Galapagos has worked on CF since 2005, its search funded by the Cystic Fibrosis Foundation, a charity. This hereditary disease affects the whole body of the victim of bad genes because the protein which regulates sweat, mucus, and digestive juices doesn't work right. Most patients die before they are 30. We had a neighbor in France with a CF-afflicted daughter who died at age 9, why we pounced on this share when our former biotech writer in Italy joined the company and stopped writing for us. About 70,000 people have CF worldwide, most of them of European ancestry. There is no cure. The only treatment now is dosing the child with massive amounts of antibiotics whenever a lung infection occurs. About 70% of CF sufferers have the delF508 mutation.

*Good news also from Novartis whose secukinumab anti-inflammatory injection against the misery of psoriasis beat a rival Johnson & Johnson product in head-to-head phase III trials. It reduced the autoimmune skin disease symptoms by over 90% in the 679 enrolled patients at 16 weeks and also met its secondary endpoint, to cut the symptoms of psoriasis by at least 75% at 4 weeks. Secukinumab which will be marketed as Cosentyx, once FDA and European CHMP approvals are given, blocks an inflammation-related protein, interleukin-17. It looks like becoming the first IL blocker to hit the market and also works against psoriatic arthritis and other inflammations. It can become a blockbuster because the present treatments, injecting tumor necrosis factor (TNF), is unpopular with most of those getting it. It also looks like beating a rival products from Johnson & Johnson (stelera) and ABBV (Humira, a TNF). Again my interest in the drug is based on having a friend suffering the nasty skin eruptions of psoriasis which ruined her life.TNF risks triggering cancer by suppressing apoptosis.

(This result undermines the claims by Dr RSS on www.stockgumshoe.com whose supporters have been posting nasty charges against me, that a stock he likes, Tetralogic Pharma, will have a clear run against psoriasis for its birinapant drug. TLOG of course is down on the news today although birinapant's main use is cancer via secondary mitrochordial activators of caspases or SMAC.)

However NVS's tests in hormone-receptive-positive (HR+) Her-2-neu breast cancers of its Afinitor drug (in addition to HR+ Her02-neu+ cancers for which it is already approved) failed in phase III. Afinitor produced only a 2-week gain in progression free survival in combination with Herceptin (from Roche) and paclitaxel than Herceptin-placlitaxel plus placebo. Afinitor was first approved for kidney cancer and now is used against childhoo brain tumors, pancreatic cancer, and benign tuberous sclerosis tumors. But it has problems of high price in the UK and has failed in liver cancer trials also, according to FiercePharma.com, an on-line newsletters.

Divvies and Insiders

*Banco Latino Americano de Comercio, BLX, upped its dividend by 3.5 cents to 38.5 cents/sh. The Panama-based multinational public-private trade finance and investmetn bank operates and reports in US$, the currency of Panama.

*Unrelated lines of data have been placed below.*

PR #4272, opened 2025-03-25
Sharding for LatitudeLongitudeGrid and extend Distributed methods for `Distributed{<:ReactantState}`

simone-silvestri:
@avik-pal let me know if this would work or if I misunderstood sharding. 
For the `LatitudeLongitudeGrid` the idea is to have a grid that is similar to the serial grid but shards the underlying metrics. Note that the metrics can have different dimensionalities based on the stretching of the grid.

We also need an extension of the distributed-specific methods for sharding. I have added them in this PR (for example, `partition` and `construct_global_array`). 
If I understand correctly, all the partitioning and reconstruction should be handled by sharding, so all these methods for a `Distributed{<:ReactantState}` architecture fall back to the serial methods (which basically do nothing)


ext/OceananigansReactantExt/ShardedGrids.jl
```diff
@@ -8,6 +14,109 @@ partition_coordinate(c::AbstractVector, n, ::Oceananigans.Distributed{<:Reactant
...
+
+# We assume everything is already synchronized for a sharded architecture
+barrier!(::Oceananigans.Distributed{<:ReactantState}) = nothing
+
+# Reductions are handled by the Sharding framework
+all_reduce(op, val, ::Oceananigans.Distributed{<:ReactantState}) = val
+
+# No need for partitioning and assembling of arrays supposedly
+partition(A::AbstractArray, ::Oceananigans.Distributed{<:ReactantState}, local_size) = A
+construct_global_array(A::AbstractArray, ::Oceananigans.Distributed{<:ReactantState}, local_size) = A
```
simone-silvestri, line 31: @avik-pal these are the sharding extension to the distributed-specific methods

Project.toml
```diff
@@ -13,6 +13,7 @@ Distances = "b4f34e82-e78d-54a5-968a-f98e89d6e8f7"
 DocStringExtensions = "ffbed154-4ef7-542d-bbb7-c09d3a79fcae"
 FFTW = "7a1cc6ca-52ef-59f5-83cd-3a7055c09341"
 GPUArrays = "0c68f7d7-f131-5f86-a1c3-88cf8149b2d7"
+GPUCompiler = "61eb1bfa-7361-4325-ad38-22787b887f55"
```
giordano, line 16: This is fixed in Enzyme now, no need to involve GPUCompiler anymore.

glwagner: looks like tests are still failing, but may be we need to wait a few more min?

giordano: Where are you looking at?  I only see https://github.com/CliMA/Oceananigans.jl/actions/runs/14063874231/job/39381278166?pr=4272#step:6:284, which is a problem in `NCDatasets`, unrelated to Enzyme/Reactant/GPUCompiler

giordano: Ah, https://github.com/CliMA/Oceananigans.jl/actions/runs/14063874231/job/39381277641?pr=4272#step:6:288 just failed, that's a bug in Reactant

ext/OceananigansReactantExt/ShardedGrids.jl
```diff
@@ -1,16 +1,128 @@
...
+                                                         Reactant.to_rarray(z), # Intentionally not sharded
+                                                         (nothing for i=1:10)..., FT(radius))
+
+    if !precompute_metrics
+        return preliminary_grid
+    end
+       
+    # Note! This step requires a kernel that launches on a `ReactantState` architecture.
+    # Would there be issues?
+    grid = with_precomputed_metrics(preliminary_grid)
```
glwagner, line 88:
```suggestion
    grid = @jit with_precomputed_metrics(preliminary_grid) 
```

not sure if this would help

test/distributed_tests_utils.jl
```diff
@@ -128,7 +152,7 @@ function run_tripolar_simulation(grid)
     set!(model, c = ηᵢ, η = ηᵢ)
 
     if architecture(grid) isa ReactantState || child_architecture(grid) isa ReactantState  
-        r_loop! = @compile sync=true raise=true loop!(model)
+        r_loop! = @compile sync=true raise=true reactant_loop!(model)
```
glwagner, line 155: Another test that would be sufficient is to compile a single time step and then loop over that, like

```julia
rstep! = @compile sync=true raise=true time_step!(model, dt)
for n = 1:100
    rstep!(model, dt)
end
```

simone-silvestri: yeah, probably better

ext/OceananigansReactantExt/Fields.jl
```diff
@@ -39,4 +40,8 @@ end
     @inbounds u[i, j, k] = v[i, j, k]
 end
 
+const ShardedDistributedField{LX, LY, LZ, O} = Field{LX, LY, LZ, O, <:ShardedGrid}
+
+_set_to_field!(u::ShardedDistributedField, v::ShardedDistributedField) = copyto!(parent(u), parent(v))
```
glwagner, line 45: @giordano attempted fix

The 10% higher dividend will be paid on Jan. 13 to shareholders of record Jan. 5.

*Eaton Vance will announce its dividend on EXG later today, according to John Cole Scott (cf above).

*AMFW is the new ticker for Amec now that it has merged with Foster Wheeler. Its new ADR is with Deutsche Bank as Depositary. Analysts at Deutsche, now that they have the mandate, have downrated AMFW to hold with a target price of GBP 1015 ($15.80) vs a prior 1280 ($19.94.)

*I got the proceeds of a share dividend from Infosys also a DB-depositary ADR. A 2:1 split is why.